Das Konzept von Oberleitungsbussen findet Wortmann weiterhin interessant, denn in Kombination mit Batterietechnik werden auch Unterbrechungen der Oberleitung bzw. ein Verlassen der Trasse möglich. Es hat sich im Bereich der Elektrobusse ohnehin herausgestellt, dass es die Haltbarkeit von Fahrzeug-Akkus fördert, wenn diese zwischendrin immer wieder nachgeladen werden, anstatt sie leer zu fahren. Bei allen technischen Möglichkeiten erkannte Wortmann aber auch Nachteile dadurch, dass sich die jeweiligen lokalen Fahrzeug-Plattformen oft stark voneinander unterscheiden.
Kreative Lösungen braucht es nicht nur bei Digitalisierung und Elektrifizierung, sondern auch bei der Personalgewinnung, denn über 20% des Fahrpersonals geht bis 2030 altersbedingt in Ruhestand, weitere gut 20% sieht man als Mehrbedarf durch die „Verkehrswende“ und über 40% der Verkehrsunternehmen mussten ihren Betrieb bereits 2023 aufgrund von Personalknappheit einschränken.

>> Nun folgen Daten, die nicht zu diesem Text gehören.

PR #1574, opened 2026-03-21
feat(actions): In-Process Engine Client With EVM

### LINKED ISSUE #1559: feat(actions): Create an In-Process EngineClient
## Summary

The actions test framework has no implementation of \`EngineClient\` that performs real computation. \`MockEngineClient\` at https://github.com/base/base/blob/main/crates/consensus/engine/src/test_utils/engine_client.rs returns pre-configured static responses and is intended for unit-testing individual components that call into the engine API. It does not execute transactions, does not maintain EVM state across blocks, and cannot compute state roots.

\`L2Sequencer\` at https://github.com/base/base/blob/main/actions/harness/src/l2.rs performs real EVM execution using \`InMemoryDB\` (revm's in-memory state database) and computes a proper Merkle Patricia Trie state root via \`compute_state_root\` for each block it builds. The verifier currently receives \`OpAttributesWithParent\` from the derivation pipeline and advances the safe head counter without re-executing anything or validating the output.

\`ActionEngineClient\` closes this gap by providing a full \`EngineClient\` implementation that runs the same revm execution path, starting from an identical genesis state, independently of \`L2Sequencer\`. When \`new_payload_vX\` is called with a derived payload, the client executes every transaction through the EVM, commits the resulting state, and computes the state root. This result can then be compared against the state root stored by \`L2Sequencer\` in the shared block registry to confirm that derivation produced the correct payload.

## Why

Without real EVM execution in the engine client, a test node that runs a full derivation pipeline still cannot validate that the derived payload content is correct. A mismatch between what the sequencer built and what the derivation pipeline reconstructed would go undetected. \`ActionEngineClient\` provides the same assurance as a node backed by a real execution engine: every derived block is independently executed and its state root verified.

## Changeset

New file: \`actions/harness/src/engine.rs\`.

\`ActionEngineClient\` holds an \`InMemoryDB\` that must be initialised from the same genesis state as the \`L2Sequencer\` it is paired with. Both use the \`compute_state_root\` free function defined at https://github.com/base/base/blob/main/actions/harness/src/l2.rs#L527 and the \`OpEvmConfig\` + \`OpChainSpecBuilder\` already imported by the harness.

```rust
pub struct ActionEngineClient {
    db: InMemoryDB,
    rollup_config: Arc<RollupConfig>,
    chain_spec: Arc<OpChainSpec>,
    canonical_head: L2BlockInfo,
    block_registry: SharedBlockRegistry,
}
```

\`SharedBlockRegistry\` is an extension of the existing \`SharedBlockHashRegistry\` that stores \`Sealed<Header>\` values (carrying \`state_root\`, \`receipts_root\`, and all other header fields) rather than just block hashes. \`L2Sequencer\` writes a \`Sealed<Header>\` for every block it builds; \`ActionEngineClient\` reads from it after executing a derived payload to compare state roots.

The \`new_payload_vX\` methods decode the \`ExecutionPayload\` into a list of \`OpTxEnvelope\` values, build the EVM block environment from the payload fields (timestamp, block number, gas limit, base fee, parent hash), execute each transaction through revm using \`OpEvmConfig::evm_with_env\`, commit state after each transaction, compute the MPT state root, and return \`PayloadStatus::Valid { latest_valid_hash: computed_block_hash }\`. If the computed state root differs from the value in \`SharedBlockRegistry\` for that block number the method panics with a diagnostic showing both roots and the block number.

The \`fork_choice_updated_vX\` methods update \`canonical_head\` to the supplied \`ForkchoiceState::head_block_hash\` and return \`ForkchoiceUpdated\` with \`PayloadStatus::Valid\`.

\`get_l2_block\` and \`l2_block_by_label\` serve from the block registry. \`get_l1_block\` delegates to the \`ActionL1ChainProvider\` passed at construction time. \`get_proof\` returns an empty proof (not required for derivation testing).

Both \`EngineClient\` and \`OpEngineApi<Base, Http<HyperAuthClient>>\` are implemented. The \`Http<HyperAuthClient>\` phantom parameter in the supertrait does not constrain the implementation; \`MockEngineClient\` already demonstrates this pattern.

refcell:
## Summary

Implements `ActionEngineClient`, a full `EngineClient` backed by an in-process revm EVM that starts from the same genesis state as `L2Sequencer`. When `new_payload_vX` is called with a derived payload, every transaction is executed through the EVM, the MPT state root is computed, and the result is compared against the value stored in the shared `SharedBlockHashRegistry` — panicking with a diagnostic if they diverge. This closes the gap where a verifier running a complete derivation pipeline had no way to confirm that the reconstructed payload content was correct.

Closes #1559

### DIFF
--- a/Cargo.lock
+++ b/Cargo.lock
@@ -2502,21 +2502,30 @@ dependencies = [
  "alloy-consensus",
  "alloy-eips",
  "alloy-hardforks 0.4.7",
+ "alloy-network",
  "alloy-primitives",
+ "alloy-provider",
  "alloy-rlp",
+ "alloy-rpc-types-engine",
  "alloy-rpc-types-eth",
  "alloy-signer",
  "alloy-signer-local",
+ "alloy-transport",
+ "alloy-transport-http",
  "alloy-trie",
  "async-trait",
  "base-alloy-chains",
  "base-alloy-consensus",
+ "base-alloy-network",
+ "base-alloy-provider",
+ "base-alloy-rpc-types",
  "base-alloy-rpc-types-engine",
  "base-batcher-core",
  "base-batcher-encoder",
  "base-batcher-source",
  "base-blobs",
  "base-consensus-derive",
+ "base-consensus-engine",
  "base-consensus-genesis",
  "base-consensus-gossip",
  "base-consensus-node",
@@ -9863,7 +9872,7 @@ dependencies = [
  "cesu8",
  "cfg-if",
  "combine",
- "jni-sys",
+ "jni-sys 0.3.1",
  "log",
  "thiserror 1.0.69",
  "walkdir",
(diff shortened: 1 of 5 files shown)


cb-heimdall:
<table>
<tr>
<th>Requirement</th>
<th>Status</th>
<th>More Info</th>
</tr>
<tr>
<td>Reviews</td>
<td>
✅
<code>1/1</code>
</td>
<td>
<details>
<table>
<tr>
<td>
<details>
<table>
<tr>
<td>0</td>
</tr>
<tr>
<td>0</td>
</tr>
<tr>
<td>0</td>
</tr>
<tr>
<td>
</td>
<td>1</td>
</tr>
<tr>
<td>
<details>
<table>
<tr>
<td><strong>Max</strong></td>
<td><strong>0</strong></td>
</tr>
</table>
</details>
</td>
<td>0</td>
</tr>
<tr>
<td>
From <code>CODEOWNERS</code>
</td>
<td>0</td>
</tr>
<tr>
<td>Global minimum</td>
<td>0</td>
</tr>
<tr>
<td><strong>Max</strong></td>
<td>
<strong>
1
</strong>
</td>
</tr>
</table>
</details>
</td>
<td>1</td>
</tr>
<tr>
<td>0</td>
</tr>
<tr>
<td><strong>Sum</strong></td>
<td><strong>1</strong></td>
</tr>
</table>
</details>
</td>
</tr>
</table>

danyalprout (approved):

PR #1575, opened 2026-03-21
Fix proof journal to use proposer address instead of enclave signer address

leopoldjoy:
The enclave was using its own signer key address as the `proposer` field in the `ProofJournal`. On-chain, [`AggregateVerifier`](https://github.com/base/contracts/blob/main/src/multiproof/AggregateVerifier.sol) recomputes the journal with `gameCreator()` (the actual transaction sender / KMS key), causing a hash mismatch that made `ecrecover` return a garbage address and every dispute game creation revert with `SignerNotRegistered`.

Fix: thread the proposer address from the proposer service through the existing preimage pipeline to the enclave, so the journal is signed with the correct address. No changes to the `ProverBackend` trait, transport layer, or vsock protocol — the address flows through `BootInfo` preimages.

Changes:
- Add `proposer: Address` to `ProofRequest` and `BootInfo`
- Serve it via `BootKeyValueStore` as preimage key 8
- Read it in enclave `Server::prove` from `boot_info.proposer`
- Set it from `tx_manager.sender_address()` in the proposer driver

### DIFF
--- a/crates/proof/challenge/src/driver.rs
+++ b/crates/proof/challenge/src/driver.rs
@@ -358,6 +358,7 @@ impl<L2: L2Provider, P: ZkProofProvider, T: TxManager> Driver<L2, P, T> {
             agreed_l2_output_root,
             claimed_l2_output_root,
             claimed_l2_block_number,
+            proposer: self.submitter.sender_address(),
         };
 
         let result = tee.provider.prove(request).await.map_err(|e| eyre::eyre!(e))?;
--- a/crates/proof/primitives/src/proof.rs
+++ b/crates/proof/primitives/src/proof.rs
@@ -1,6 +1,6 @@
 use alloc::vec::Vec;
 
-use alloy_primitives::B256;
+use alloy_primitives::{Address, B256};
 use base_proof_preimage::PreimageKey;
 
 use crate::Proposal;
@@ -51,6 +51,12 @@ pub struct ProofRequest {
     pub claimed_l2_output_root: B256,
     /// L2 block number that the claimed output root commits to.
     pub claimed_l2_block_number: u64,
+    /// Address of the proposer that will submit the proof transaction on-chain.
+    ///
+    /// Included in the proof journal so on-chain verification can match it against
+    /// the actual `msg.sender` (gameCreator).
+    #[cfg_attr(feature = "serde", serde(default))]
+    pub proposer: Address,
 }
 
 /// A proof request bundled with the witness data needed to fulfill it.
--- a/crates/proof/challenge/src/submitter.rs
+++ b/crates/proof/challenge/src/submitter.rs
@@ -21,6 +21,11 @@ impl<T: TxManager> ChallengeSubmitter<T> {
         Self { tx_manager }
     }
 
+    /// Returns the address that will submit transactions on-chain.
+    pub fn sender_address(&self) -> Address {
+        self.tx_manager.sender_address()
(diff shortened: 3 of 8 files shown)


cb-heimdall:
<table>
<tr>
<th>Requirement</th>
<th>Status</th>
<th>More Info</th>
</tr>
<tr>
<td>Reviews</td>
<td>
✅
<code>1/1</code>
</td>
<td>
<details>
<table>
<tr>
<td>
<details>
<table>
<tr>
<td>0</td>
</tr>
<tr>
<td>0</td>
</tr>
<tr>
<td>0</td>
</tr>
<tr>
<td>
</td>
<td>1</td>
</tr>
<tr>
<td>
<details>
<table>
<tr>
<td><strong>Max</strong></td>
<td><strong>0</strong></td>
</tr>
</table>
</details>
</td>
<td>0</td>
</tr>
<tr>
<td>
From <code>CODEOWNERS</code>
</td>
<td>0</td>
</tr>
<tr>
<td>Global minimum</td>
<td>0</td>
</tr>
<tr>
<td><strong>Max</strong></td>
<td>
<strong>
1
</strong>
</td>
</tr>
</table>
</details>
</td>
<td>1</td>
</tr>
<tr>
<td>0</td>
</tr>
<tr>
<td><strong>Sum</strong></td>
<td><strong>1</strong></td>
</tr>
</table>
</details>
</td>
</tr>
</table>

crates/proof/primitives/src/proof.rs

Es werden bereits Fahrer im Ausland angeworben, ihnen mitunter auch Wohnungen vermittelt, doch auch um die bisher mit knapp 20% in diesem Beruf stark unterrepräsentierten Frauen wird stärker geworben.
Weitere Innovationen beinhalten zum Erreichen weniger nachgefragter Orte „on demand“-Verkehre, also Busse und Taxen auf Anforderung, teilweise auch selbstfahrend. Wichtig für die Akzeptanz ist der zeitlich und von der Infrastruktur her abgestimmte Umstieg der Fahrgäste von Bahnen auf Busse, sowie auch auf Fahrräder und Elektroroller. Der Blick ins In- und Ausland zeigt aber auch, dass der öffentliche Personenverkehr ins Stadtbild passen sollte und so rücken auch Design- und Gestaltungsfragen bei Fahrzeugen und Trassen immer stärker ins Blickfeld der Planer.